In Europa gab es vor 1000 Jahren viele Salinen, einige Salzbergwerke und unzählige Salzgärten an den Meeren, in denen Salz gewonnen wurde. Die meisten davon hatten jedoch nur lokale Bedeutung. Nur an wenigen Orten wurde für den Fernhandel produziert.

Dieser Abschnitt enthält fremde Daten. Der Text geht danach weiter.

PR #29191, opened 2024-03-07
cmd, core, metrics: always report expensive metrics

karalabe:
Expensive metrics should not be *that* expensive, yet they are very useful when investigating stuff (and most people don't have them enabled). Just yolo it for everyone.


karalabe:
Running a comparison benchmark on 07/08

cmd/utils/flags_legacy.go
```diff
@@ -138,19 +138,24 @@ var (
...
+		Category: flags.DeprecatedCategory,
 	}
 	MiningEnabledFlag = &cli.BoolFlag{
 		Name:     "mine",
-		Usage:    "Enable mining",
-		Category: flags.MinerCategory,
+		Usage:    "Enable mining (deprecated)",
+		Category: flags.DeprecatedCategory,
+	}
+	MetricsEnabledExpensiveFlag = &cli.BoolFlag{
```
holiman, line 155: Can't you just flip it into ` cli.BoolTFlag` instead? That makes it default-true, but users can still un-set it if they want to

holiman: But I guess you want to get rid of some code too..

rjl493456442 (approved):

holiman (approved):

PR #29192, opened 2024-03-07
metrics: change r/wchar to read/write_bytes

Fynnss:
In the context of disk information within a process, "rchar" and "readbytes" are two distinct metrics that measure the performance of disk read operations. The key differences and the aspects they focus on:

- rchar measures the total number of characters read from the disk, regardless of whether these characters are cached. This includes characters read into the cache as well as those read directly from the disk. It is a broader metric, taking into account all data read from the disk.

- readbytes measures the actual number of bytes read from the disk to the user space. Unlike rchar, readbytes does not include data read into the cache; it focuses solely on the amount of data transmitted to the application. This provides a more accurate reflection of the impact of disk reads on the application.

In some cases, the value of rchar may be greater than that of readbytes, as rchar considers all read operations, including data read into the cache. 

However, when analyzing the impact of the disk on geth's performance, readbytes is typically more useful.

### DIFF
--- a/metrics/disk_linux.go
+++ b/metrics/disk_linux.go
@@ -63,9 +63,9 @@ func ReadDiskStats(stats *DiskStats) error {
 			stats.ReadCount = value
 		case "syscw":
 			stats.WriteCount = value
-		case "rchar":
+		case "read_bytes":
 			stats.ReadBytes = value
-		case "wchar":
+		case "write_bytes":
 			stats.WriteBytes = value
 		}
 	}


fjl:
The distinction you have explained is correct. I have confirmed it with Linux documentation. However, it's a question whether we want the behavior as-is. The way we treat the database in geth, we just want to know the amount of bytes exchanged with the OS. If OS-level caching influences the metrics, maybe they will be less meaningful? On the other hand, it is good to see the actual amount.

karalabe:
We definitely want to know how much reads Geth - as a process - requests from the disk. Whether the OS manages to pull that from a cache because you have a lot of RAM or not is not relevant from a metrics perspective. What we need to know is how much data we're trying to access.

Fynnss:
We do need to know how much data has been accessed from disk of the geth.

However, assuming we know the bandwidth of the disk is 100MB/s, the monitoring here tends to be greater than 100MB/s, while the actual bandwidth used may only be 10MB/s, this is so confusing for the performance analysis.

Fynnss:
Or we can keep both, which makes it easy to get the true bandwidth consumption of the disk to determine if it is a disk bottleneck or not.  What do you think? @karalabe @fjl

karalabe:
I don't see a reason against adding 2 more metric types. I don't feel they are useful *for me*, but they also are free to add if someone else wants them.

Fynnss:
> I don't see a reason against adding 2 more metric types. I don't feel they are useful _for me_, but they also are free to add if someone else wants them.

Got it. Thanks.

PR #29193, opened 2024-03-07
miner: add additional log

MariusVanDerWijden:
Adds a debug level log if the payload building failed for whatever reason

### DIFF
--- a/miner/payload_building.go
+++ b/miner/payload_building.go
@@ -229,6 +229,8 @@ func (miner *Miner) buildPayload(args *BuildPayloadArgs) (*Payload, error) {
 				r := miner.generateWork(fullParams)
 				if r.err == nil {
 					payload.update(r, time.Since(start))
+				} else {
+					log.Debug("Error while generating work", "id", payload.id, "error", r.err)
 				}
 				timer.Reset(miner.config.Recommit)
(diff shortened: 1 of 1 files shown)


miner/payload_building.go
```diff
@@ -229,6 +229,8 @@ func (miner *Miner) buildPayload(args *BuildPayloadArgs) (*Payload, error) {
 				r := miner.generateWork(fullParams)
 				if r.err == nil {
 					payload.update(r, time.Since(start))
+				} else {
+					log.Debug("Error while generating work", "id", payload.id, "error", r.err)
```
holiman, line 233: Are errors here expected ? If not, wouldn't `log.Error` or at least `log.Info` be more correct?

MariusVanDerWijden: I think it is not expected, but it could be, I don't know how it behaves if you try to build two blocks on different heads

holiman: IMO let's do at least info

rjl493456442: I think we can go with Info, the error is actually not expected

MariusVanDerWijden: done

rjl493456442 (approved):

PR #29195, opened 2024-03-08
params: use the same variable name as EIP-4788

tmelhao:
in https://eips.ethereum.org/EIPS/eip-4788 we use `BEACON_ROOTS_ADDRESS`, this should be better to use the same variable name to avoid confusion, so people will know if this is a contract address, not a contract storage key slot address

### DIFF
--- a/core/chain_makers_test.go
+++ b/core/chain_makers_test.go
@@ -47,7 +47,7 @@ func TestGeneratePOSChain(t *testing.T) {
 		gspec   = &Genesis{
 			Config: &config,
 			Alloc: types.GenesisAlloc{
-				address:                          {Balance: funds},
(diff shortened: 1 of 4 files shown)


fjl (approved):

lightclient (approved):

holiman:
```
core/chain_makers_test.go:50: File is not `goimports`-ed (goimports)
				address:                          {Balance: funds},
eth/catalyst/api_test.go:75: File is not `goimports`-ed (goimports)
			testAddr:                         {Balance: testBalance},
```
Please run `goimports` on the modified files, to format the code properly

tmelhao:
@holiman thanks for that help,  please have another look

rjl493456442 (approved):

PR #29196, opened 2024-03-08
core: improve chain rewinding mechanism

### LINKED ISSUE #29156: Geth is stuck at `Head state missing, repairing`
Geth has a mechanism to recover from the potential unclean shutdown. Specifically, the associated chain head state might be unreachable due to the data loss caused by unclean shutdown. Therefore, a recovery mechanism is necessary to rewind the chain head until a reachable state is found. Besides, in order to avoid rebuilding the state snapshot completely, an additional trick is added that **the rewound state must below the state snapshot disk layer**. If so, once the chain is synced up, the leftover state snapshot can be picked up again.

During the whole rewinding, an assumption is held the starting point must above the state snapshot disk layer. Usually it's always held but can't be not true under some circumstances. For instance:

The chain is rewound to a block below the state snapshot disk layer, and snapshot is waiting for picking up. If we kill the geth node before the chain is fully recovered, then the chain head will below the state snapshot. In this case Geth will be stuck at state rewinding in the next startup as the state corresponds to state snapshot disk layer will never be found.

---

rjl493456442:
This pull request improves the chain rewinding mechanism a bit:

- use a more efficient approach for finding an available state in path scheme
- set a rewinding limit in hash scheme for preventing endless rewinding if the snapshot is above the head, fixed #29156

### DIFF
--- a/core/blockchain.go
+++ b/core/blockchain.go
@@ -700,8 +700,8 @@ func (bc *BlockChain) rewindPathHead(root common.Hash) (*types.Header, uint64) {
 		pivot      = rawdb.ReadLastPivotNumber(bc.db) // Associated block number of pivot block
 		rootNumber uint64                             // Associated block number of requested root
 
-		// BeyondRoot represents whether the requested root is already crossed.
-		// The flag value is set to true if the root is empty.
+		// BeyondRoot represents whether the requested root is already
+		// crossed. The flag value is set to true if the root is empty.
 		beyondRoot = root == common.Hash{}
 
 		start  = time.Now() // Timestamp the rewinding is restarted
@@ -721,10 +721,11 @@ func (bc *BlockChain) rewindPathHead(root common.Hash) (*types.Header, uint64) {
 			beyondRoot, rootNumber = true, head.Number.Uint64()
 		}
 		// If the root threshold hasn't been crossed but the available
-		// state is found, disable root searching if it's regarded
-		// impossible to reach.
+		// state is reached, quickly determine if the target state is
+		// possible to be reached or not.
 		if !beyondRoot && bc.HasState(head.Root) {
 			beyondRoot = !bc.HasState(root) && !bc.stateRecoverable(root)
+			log.Info("Disable the search for unattainable state", "root", root)
 		}
 		// Check if the associated state is available or recoverable if
 		// the requested root has already been crossed.
--- a/core/blockchain.go
+++ b/core/blockchain.go
@@ -616,6 +616,136 @@ func (bc *BlockChain) SetSafe(header *types.Header) {
 	}
 }
 
+// rewindPathHead implements the logic of rewindHead in the context of hash scheme.
+func (bc *BlockChain) rewindHashHead(root common.Hash) (*types.Header, uint64) {
+	var (
+		limit      uint64                             // The oldest block that will be searched for this rewinding
+		beyondRoot = root == common.Hash{}            // Flag whether we're beyond the requested root (no root, always true)
+		pivot      = rawdb.ReadLastPivotNumber(bc.db) // Associated block number of pivot point state
+		headBlock  = bc.CurrentBlock()                // Head block of the chain
+		rootNumber uint64                             // Associated block number of requested root
+	)
+	// The oldest block to be searched is determined by the pivot block or a soft
+	// finality threshold. The rationale behind this is as follows:
+	//
+	// - Snap sync is selected if the pivot block is available. The earliest available
+	//   state is the pivot block itself, so there is no sense in going further back.
+	//
+	// - Full sync is selected if the pivot block does not exist. The hash database
+	//   periodically flushes the state to disk, and the soft finality threshold is
+	//   considered sufficient to find a persistent state, even for the testnet. It
+	//   might be not enough for a chain that is nearly empty. In the worst case,
+	//   the entire chain is reset to genesis, and snap sync is re-enabled on top,
+	//   which is still acceptable.
+	if pivot != nil {
+		limit = *pivot
+	} else if headBlock.Number.Uint64() > params.FullImmutabilityThreshold {
+		limit = headBlock.Number.Uint64() - params.FullImmutabilityThreshold
+	}
+	for {
+		// If a root threshold was requested but not yet crossed, check
+		if !beyondRoot && headBlock.Root == root {
+			beyondRoot, rootNumber = true, headBlock.Number.Uint64()
+		}
+		// If the associated state is not reachable, continue searching
+		// backwards until an available state is found.
+		if !bc.HasState(headBlock.Root) {
+			log.Trace("Block state missing, rewinding further", "number", headBlock.Number, "hash", headBlock.Hash())
+
+			// If search limit is reached, return the genesis block as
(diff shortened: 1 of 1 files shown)


core/blockchain.go
```diff
@@ -616,6 +616,136 @@ func (bc *BlockChain) SetSafe(header *types.Header) {
...
+	// If the requested root has not yet been crossed, prevent further
+	// backward rewinding if reaching the root is deemed impossible.
+	if !bc.HasState(root) && !bc.stateRecoverable(root) {
+		return headBlock, 0
+	}
+	// Rewind the head block tag until the requested root is reached.
+	for !beyondRoot {
+		headBlock = bc.GetHeader(headBlock.ParentHash, headBlock.Number.Uint64()-1) // Keep rewinding
+		beyondRoot = headBlock.Root == root
+	}
```
holiman, line 726: What if the loop at line `697` ended so that  `root == headBlock.Root`, `bc.HasState(root) == true` ? 
If it exits the loop due to `bc.HasState(root)`, then we do not update the variable `beyondRoot`, so it's still `false`. 

If that hppens, this clause will rewind it one step further, and it looks to me like it will then make things break pretty badly: if we miss the root with state, we're very much of luck, no?

rjl493456442: Ah, right, thanks for catching up

core/blockchain.go
```diff
@@ -616,6 +616,136 @@ func (bc *BlockChain) SetSafe(header *types.Header) {
...
+			beyondRoot, rootNumber = true, headBlock.Number.Uint64()
+		}
+		// If the associated state is not reachable, continue searching
+		// backwards until an available state is found.
+		if !bc.HasState(headBlock.Root) {
+			log.Trace("Block state missing, rewinding further", "number", headBlock.Number, "hash", headBlock.Hash())
+
+			// If search limit is reached, return the genesis block as
+			// the new chain head.
+			if headBlock.Number.Uint64() < limit {
```
karalabe, line 657: Should we allow equality here? Otherwise for limit == 0 we underflow `headBlock.Number.Uint64()-1` below and start reporting wonky things.

core/blockchain.go
```diff
@@ -616,6 +616,136 @@ func (bc *BlockChain) SetSafe(header *types.Header) {
 	}
 }
 
+// rewindPathHead implements the logic of rewindHead in the context of hash scheme.
+func (bc *BlockChain) rewindHashHead(root common.Hash) (*types.Header, uint64) {
+	var (
+		limit      uint64                             // The oldest block that will be searched for this rewinding
+		beyondRoot = root == common.Hash{}            // Flag whether we're beyond the requested root (no root, always true)
+		pivot      = rawdb.ReadLastPivotNumber(bc.db) // Associated block number of pivot point state
+		headBlock  = bc.CurrentBlock()                // Head block of the chain
```
karalabe, line 625: Might as well rename this `head`? It's not a block any more, CurrentBlock returns headers nowadays

core/blockchain.go
```diff
@@ -616,6 +616,132 @@ func (bc *BlockChain) SetSafe(header *types.Header) {
...
+		}
+		// If the associated state is not reachable, continue searching
+		// backwards until an available state is found.
+		if !bc.HasState(headBlock.Root) {
+			log.Trace("Block state missing, rewinding further", "number", headBlock.Number, "hash", headBlock.Hash())
+
+			// If search limit is reached, return the genesis block as
+			// the new chain head.
+			if headBlock.Number.Uint64() < limit {
+				log.Info("Rewinding limit is reached, aiming genesis", "number", headBlock.Number, "hash", headBlock.Hash(), "limit", limit)
```
karalabe, line 658: "Rewinding limit is reached, aiming genesis" -> "Rewinding limit reached, resetting to genesis"

core/blockchain.go
```diff
@@ -616,6 +616,132 @@ func (bc *BlockChain) SetSafe(header *types.Header) {
...
+	}
+	for {
+		// If a root threshold was requested but not yet crossed, check
+		if !beyondRoot && headBlock.Root == root {
+			beyondRoot, rootNumber = true, headBlock.Number.Uint64()
+		}
+		// If the associated state is not reachable, continue searching
+		// backwards until an available state is found.
+		if !bc.HasState(headBlock.Root) {
+			log.Trace("Block state missing, rewinding further", "number", headBlock.Number, "hash", headBlock.Hash())
```
karalabe, line 653: We should track how long since we logged and up this to Info (with a slightly different text) if say 8 seconds passed.

core/blockchain.go
rjl493456442: Yep

core/blockchain.go
```diff
@@ -616,6 +616,159 @@ func (bc *BlockChain) SetSafe(header *types.Header) {
...
+		// If a root threshold was requested but not yet crossed, check
+		if !beyondRoot && head.Root == root {
+			beyondRoot, rootNumber = true, head.Number.Uint64()
+		}
+		// If the root threshold hasn't been crossed but the available
+		// state is reached, quickly determine if the target state is
+		// possible to be reached or not.
+		if !beyondRoot && noState && bc.HasState(head.Root) {
+			beyondRoot = true
+			log.Info("Disable the search for unattainable state", "root", root)
```
karalabe, line 732: Isn't this case the one where the snapshot persistent layer is below 90K? In the current implementation, won't we end up just having a broken snapshot layer that's always stale and the chain moving forward with the trie only? Shouldn't we trigger some snapshot-fixing in this case?

rjl493456442: > Isn't this case the one where the snapshot persistent layer is below 90K?

True, the snapshot state is impossible to recover.

In this case, we will not search for the snapshot state, and return the block as the head with "first seen state".

> won't we end up just having a broken snapshot layer that's always stale and the chain moving forward with the trie only?

We don't. As in this case, `rootNumber` is returned as 0, the snapshot recovery mechanism is disabled.

karalabe: But in that case, won't we simply leave the snapshot layer forever dangling in that old state?

core/blockchain.go
```diff
@@ -616,6 +616,159 @@ func (bc *BlockChain) SetSafe(header *types.Header) {
...
+	log.Info("Rewound to block with state", "number", head.Number, "hash", head.Hash())
+	return head, rootNumber
+}
+
+// rewindHead searches the available states in the database and returns the associated
+// block as the new head block.
+//
+// If the given root is not empty, then the rewind should attempt to pass the specified
+// state root and return the associated block number as well. If the root is deemed
+// impossible to pass, 0 is returned.
```
karalabe, line 764: Could you expand this comment a bit as to what it means that 0 is returned and how that would be used by calling/recovery code for snapshot regeneration? IT took me quite a bit digging to realise that this is fine.

core/blockchain.go
rjl493456442: exactly

core/blockchain.go
rjl493456442: Fixed

holiman (approved):
LGTM

karalabe (approved):
LGTM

Das waren in Mitteleuropa z.B. Lüneburg und Halle, die Region um Salzburg und einige Salzgärten an der Adria, sowie im östlichen Mitteleuropa das Salzbergwerk Wieliczka.

Diese Orte mit ihren Handelsplätzen Lübeck, Magdeburg, Leipzig, Prag, Salzburg, Venedig und Rom sollen mit einer neuen „kulturtouristischen Alten Salzstraße“, einer Ferien- und Panoramastraße, verbunden werden. Diese historische Alte Salzstraße führt heute vor allem durch ländliche Regionen, abseits des Touristenrummels oder der städtischen Hektik. Die touristische Erschließung soll Impulse für diese dann verbundenen Regionen bringen. Für Mitteldeutschland (Sachsen-Anhalt, Thüringen und Sachsen) und Tschechien wurde dafür im Jahr 2010 der Verein „Alte Salzstraße Halle – Prag“ gegründet, der im Netzwerk „Alte Salzstraßen“ aktiv den Wegeabschnitt durch Mitteldeutschland und Tschechien, zwischen Halle und Prag, entwickeln will.